• _WORK TASK_
Look below for the lines from the one with "PR #3358, opened 2023-05-05" to the one with "-p, --pid int", and copy exactly those lines, both ends included.

::::

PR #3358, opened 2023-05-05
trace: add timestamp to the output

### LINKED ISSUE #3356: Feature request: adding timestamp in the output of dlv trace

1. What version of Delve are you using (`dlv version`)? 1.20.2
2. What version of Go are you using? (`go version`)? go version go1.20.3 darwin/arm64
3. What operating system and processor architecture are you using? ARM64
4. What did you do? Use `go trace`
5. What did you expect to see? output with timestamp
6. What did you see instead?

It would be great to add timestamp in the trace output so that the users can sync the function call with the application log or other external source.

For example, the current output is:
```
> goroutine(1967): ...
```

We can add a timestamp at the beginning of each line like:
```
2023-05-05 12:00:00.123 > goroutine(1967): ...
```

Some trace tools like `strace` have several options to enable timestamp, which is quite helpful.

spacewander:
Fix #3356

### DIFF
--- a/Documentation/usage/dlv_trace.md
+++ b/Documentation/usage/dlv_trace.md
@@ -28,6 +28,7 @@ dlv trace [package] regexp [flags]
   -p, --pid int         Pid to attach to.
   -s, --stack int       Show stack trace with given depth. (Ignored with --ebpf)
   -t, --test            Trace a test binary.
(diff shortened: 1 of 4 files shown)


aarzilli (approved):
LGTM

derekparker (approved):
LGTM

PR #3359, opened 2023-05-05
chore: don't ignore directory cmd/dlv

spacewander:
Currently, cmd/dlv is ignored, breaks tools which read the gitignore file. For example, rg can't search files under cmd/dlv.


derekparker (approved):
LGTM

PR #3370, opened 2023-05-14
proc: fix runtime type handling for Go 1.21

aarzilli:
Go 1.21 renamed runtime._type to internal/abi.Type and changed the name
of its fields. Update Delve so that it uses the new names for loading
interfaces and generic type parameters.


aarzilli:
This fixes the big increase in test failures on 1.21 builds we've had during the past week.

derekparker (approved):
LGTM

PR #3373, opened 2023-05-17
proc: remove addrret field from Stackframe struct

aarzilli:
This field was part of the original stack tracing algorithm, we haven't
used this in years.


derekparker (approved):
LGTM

::::

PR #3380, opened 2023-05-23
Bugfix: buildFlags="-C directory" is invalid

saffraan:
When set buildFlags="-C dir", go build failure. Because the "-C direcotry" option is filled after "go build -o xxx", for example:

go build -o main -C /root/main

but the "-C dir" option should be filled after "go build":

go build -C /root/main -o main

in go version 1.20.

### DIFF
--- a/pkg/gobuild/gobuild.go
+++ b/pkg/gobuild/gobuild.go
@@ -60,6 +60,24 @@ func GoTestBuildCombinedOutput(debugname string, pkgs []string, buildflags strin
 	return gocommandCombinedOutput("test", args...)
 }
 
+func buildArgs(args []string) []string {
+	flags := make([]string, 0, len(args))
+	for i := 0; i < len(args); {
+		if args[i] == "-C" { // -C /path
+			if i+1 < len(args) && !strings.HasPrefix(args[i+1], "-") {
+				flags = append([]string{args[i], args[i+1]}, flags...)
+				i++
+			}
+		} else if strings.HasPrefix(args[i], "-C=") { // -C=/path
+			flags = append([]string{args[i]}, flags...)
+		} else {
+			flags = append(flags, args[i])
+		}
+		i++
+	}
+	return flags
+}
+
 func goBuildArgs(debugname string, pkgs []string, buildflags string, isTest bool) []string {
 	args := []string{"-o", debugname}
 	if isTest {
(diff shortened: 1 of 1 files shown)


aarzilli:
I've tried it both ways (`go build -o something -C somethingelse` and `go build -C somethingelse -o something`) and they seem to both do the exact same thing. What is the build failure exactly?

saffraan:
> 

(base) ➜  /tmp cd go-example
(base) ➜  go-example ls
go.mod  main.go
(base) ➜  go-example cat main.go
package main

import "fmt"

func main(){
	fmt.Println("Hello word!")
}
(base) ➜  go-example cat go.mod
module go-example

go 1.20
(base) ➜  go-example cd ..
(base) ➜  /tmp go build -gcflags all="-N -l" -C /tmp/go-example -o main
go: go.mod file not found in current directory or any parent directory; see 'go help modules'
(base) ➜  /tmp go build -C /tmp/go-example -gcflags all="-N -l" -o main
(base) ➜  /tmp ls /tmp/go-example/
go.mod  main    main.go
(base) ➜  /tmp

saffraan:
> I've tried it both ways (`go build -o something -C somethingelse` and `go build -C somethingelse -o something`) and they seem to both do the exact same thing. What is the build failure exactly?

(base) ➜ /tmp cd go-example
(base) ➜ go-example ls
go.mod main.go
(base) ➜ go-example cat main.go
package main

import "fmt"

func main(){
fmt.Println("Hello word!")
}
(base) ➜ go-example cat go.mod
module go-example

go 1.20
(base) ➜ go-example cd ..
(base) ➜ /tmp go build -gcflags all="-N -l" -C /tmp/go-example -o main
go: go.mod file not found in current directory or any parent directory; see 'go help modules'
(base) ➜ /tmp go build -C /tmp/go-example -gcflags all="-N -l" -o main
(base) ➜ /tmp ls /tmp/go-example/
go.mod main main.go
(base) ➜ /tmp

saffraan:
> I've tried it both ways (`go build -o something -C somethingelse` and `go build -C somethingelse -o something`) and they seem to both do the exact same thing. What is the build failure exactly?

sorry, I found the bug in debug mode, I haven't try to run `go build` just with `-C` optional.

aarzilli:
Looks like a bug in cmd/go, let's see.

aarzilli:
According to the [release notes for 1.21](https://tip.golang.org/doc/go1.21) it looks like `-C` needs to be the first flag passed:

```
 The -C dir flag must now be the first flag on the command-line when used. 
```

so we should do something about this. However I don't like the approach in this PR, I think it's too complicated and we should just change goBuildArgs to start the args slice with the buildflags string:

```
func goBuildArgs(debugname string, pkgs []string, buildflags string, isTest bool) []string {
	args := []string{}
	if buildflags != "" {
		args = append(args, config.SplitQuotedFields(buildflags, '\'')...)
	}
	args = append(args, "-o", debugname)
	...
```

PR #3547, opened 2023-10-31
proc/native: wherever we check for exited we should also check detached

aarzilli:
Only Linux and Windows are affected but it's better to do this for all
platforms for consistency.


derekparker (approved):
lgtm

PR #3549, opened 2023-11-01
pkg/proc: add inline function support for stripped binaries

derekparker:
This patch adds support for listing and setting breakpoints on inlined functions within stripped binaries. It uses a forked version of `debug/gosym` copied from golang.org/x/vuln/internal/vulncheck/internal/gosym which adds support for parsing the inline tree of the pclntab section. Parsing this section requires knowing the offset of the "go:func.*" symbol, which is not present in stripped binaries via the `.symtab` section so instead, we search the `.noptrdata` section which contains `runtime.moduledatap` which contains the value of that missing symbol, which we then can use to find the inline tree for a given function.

::::

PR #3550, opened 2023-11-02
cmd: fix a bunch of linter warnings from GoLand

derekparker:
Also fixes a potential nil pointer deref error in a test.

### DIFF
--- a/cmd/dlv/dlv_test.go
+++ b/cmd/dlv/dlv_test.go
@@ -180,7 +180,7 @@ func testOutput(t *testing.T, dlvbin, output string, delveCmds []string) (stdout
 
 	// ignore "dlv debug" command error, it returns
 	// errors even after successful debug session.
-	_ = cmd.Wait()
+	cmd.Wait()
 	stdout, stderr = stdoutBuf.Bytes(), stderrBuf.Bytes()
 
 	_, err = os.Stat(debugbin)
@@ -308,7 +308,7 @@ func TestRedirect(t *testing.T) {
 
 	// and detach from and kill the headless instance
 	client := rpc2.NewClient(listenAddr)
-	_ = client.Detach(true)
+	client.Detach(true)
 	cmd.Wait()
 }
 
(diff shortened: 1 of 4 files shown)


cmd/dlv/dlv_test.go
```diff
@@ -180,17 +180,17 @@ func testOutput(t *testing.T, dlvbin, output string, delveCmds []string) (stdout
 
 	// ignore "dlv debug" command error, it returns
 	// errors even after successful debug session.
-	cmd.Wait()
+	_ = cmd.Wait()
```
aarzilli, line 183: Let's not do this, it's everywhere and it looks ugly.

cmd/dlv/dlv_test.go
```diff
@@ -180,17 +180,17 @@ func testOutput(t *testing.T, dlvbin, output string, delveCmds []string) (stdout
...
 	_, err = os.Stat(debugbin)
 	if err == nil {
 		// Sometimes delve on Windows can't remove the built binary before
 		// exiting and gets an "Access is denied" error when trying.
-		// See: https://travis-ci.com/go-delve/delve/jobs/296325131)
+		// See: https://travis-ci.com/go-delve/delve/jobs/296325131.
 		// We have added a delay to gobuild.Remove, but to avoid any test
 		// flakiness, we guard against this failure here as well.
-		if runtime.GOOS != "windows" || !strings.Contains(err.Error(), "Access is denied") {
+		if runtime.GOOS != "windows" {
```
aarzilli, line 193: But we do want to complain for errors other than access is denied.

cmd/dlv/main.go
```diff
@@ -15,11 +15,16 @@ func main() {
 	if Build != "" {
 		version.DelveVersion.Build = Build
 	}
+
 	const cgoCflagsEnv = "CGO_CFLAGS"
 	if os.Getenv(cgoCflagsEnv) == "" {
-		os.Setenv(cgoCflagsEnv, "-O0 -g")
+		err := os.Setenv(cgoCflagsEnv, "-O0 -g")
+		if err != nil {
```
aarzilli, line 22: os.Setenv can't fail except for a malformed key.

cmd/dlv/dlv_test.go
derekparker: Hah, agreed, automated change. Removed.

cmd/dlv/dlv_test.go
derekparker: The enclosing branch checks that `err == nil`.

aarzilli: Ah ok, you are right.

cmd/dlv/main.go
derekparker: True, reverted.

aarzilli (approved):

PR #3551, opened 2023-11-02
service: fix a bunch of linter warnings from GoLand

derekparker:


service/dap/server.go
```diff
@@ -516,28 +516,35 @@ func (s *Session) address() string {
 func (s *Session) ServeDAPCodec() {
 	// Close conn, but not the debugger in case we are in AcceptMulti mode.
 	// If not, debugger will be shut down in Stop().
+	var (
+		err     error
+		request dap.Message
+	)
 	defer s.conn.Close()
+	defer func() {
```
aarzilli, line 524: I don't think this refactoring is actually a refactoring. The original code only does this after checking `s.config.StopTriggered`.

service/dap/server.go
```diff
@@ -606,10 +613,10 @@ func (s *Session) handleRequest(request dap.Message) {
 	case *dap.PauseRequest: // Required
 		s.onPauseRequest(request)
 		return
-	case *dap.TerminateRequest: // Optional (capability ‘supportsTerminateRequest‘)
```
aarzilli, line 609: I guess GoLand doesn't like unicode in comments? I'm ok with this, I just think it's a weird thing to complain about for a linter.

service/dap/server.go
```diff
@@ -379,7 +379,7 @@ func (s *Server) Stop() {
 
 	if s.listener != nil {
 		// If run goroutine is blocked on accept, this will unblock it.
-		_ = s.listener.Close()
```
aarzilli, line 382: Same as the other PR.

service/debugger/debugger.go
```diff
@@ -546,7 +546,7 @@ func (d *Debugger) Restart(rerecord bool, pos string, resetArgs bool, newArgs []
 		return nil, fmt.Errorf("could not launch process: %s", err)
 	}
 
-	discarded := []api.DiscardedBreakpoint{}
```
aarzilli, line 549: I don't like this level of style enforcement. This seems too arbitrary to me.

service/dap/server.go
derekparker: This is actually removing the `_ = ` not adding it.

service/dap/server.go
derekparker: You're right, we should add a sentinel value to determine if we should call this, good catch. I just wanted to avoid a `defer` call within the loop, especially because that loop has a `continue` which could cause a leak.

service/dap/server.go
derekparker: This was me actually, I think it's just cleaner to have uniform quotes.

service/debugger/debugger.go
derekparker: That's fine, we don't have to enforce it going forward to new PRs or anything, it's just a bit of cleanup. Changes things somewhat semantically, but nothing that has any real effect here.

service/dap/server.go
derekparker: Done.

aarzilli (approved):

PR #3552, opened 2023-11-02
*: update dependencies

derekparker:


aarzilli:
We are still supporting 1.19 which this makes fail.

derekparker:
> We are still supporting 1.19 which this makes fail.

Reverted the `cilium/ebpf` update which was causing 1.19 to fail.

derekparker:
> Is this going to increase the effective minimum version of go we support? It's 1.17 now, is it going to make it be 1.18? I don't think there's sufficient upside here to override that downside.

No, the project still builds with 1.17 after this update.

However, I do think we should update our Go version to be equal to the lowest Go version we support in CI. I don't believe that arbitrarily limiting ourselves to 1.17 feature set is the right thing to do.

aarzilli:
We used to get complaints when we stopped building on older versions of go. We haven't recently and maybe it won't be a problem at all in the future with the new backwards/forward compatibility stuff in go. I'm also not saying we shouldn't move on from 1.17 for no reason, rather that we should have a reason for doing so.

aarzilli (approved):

::::

• _SOLUTION FOR THIS PROBLEM_
PR #3358, opened 2023-05-05
trace: add timestamp to the output

### LINKED ISSUE #3356: Feature request: adding timestamp in the output of dlv trace

1. What version of Delve are you using (`dlv version`)? 1.20.2
2. What version of Go are you using? (`go version`)? go version go1.20.3 darwin/arm64
3. What operating system and processor architecture are you using? ARM64
4. What did you do? Use `go trace`
5. What did you expect to see? output with timestamp
6. What did you see instead?

It would be great to add timestamp in the trace output so that the users can sync the function call with the application log or other external source.

For example, the current output is:
```
> goroutine(1967): ...
```

We can add a timestamp at the beginning of each line like:
```
2023-05-05 12:00:00.123 > goroutine(1967): ...
```

Some trace tools like `strace` have several options to enable timestamp, which is quite helpful.

spacewander:
Fix #3356

### DIFF
--- a/Documentation/usage/dlv_trace.md
+++ b/Documentation/usage/dlv_trace.md
@@ -28,6 +28,7 @@ dlv trace [package] regexp [flags]
   -p, --pid int         Pid to attach to.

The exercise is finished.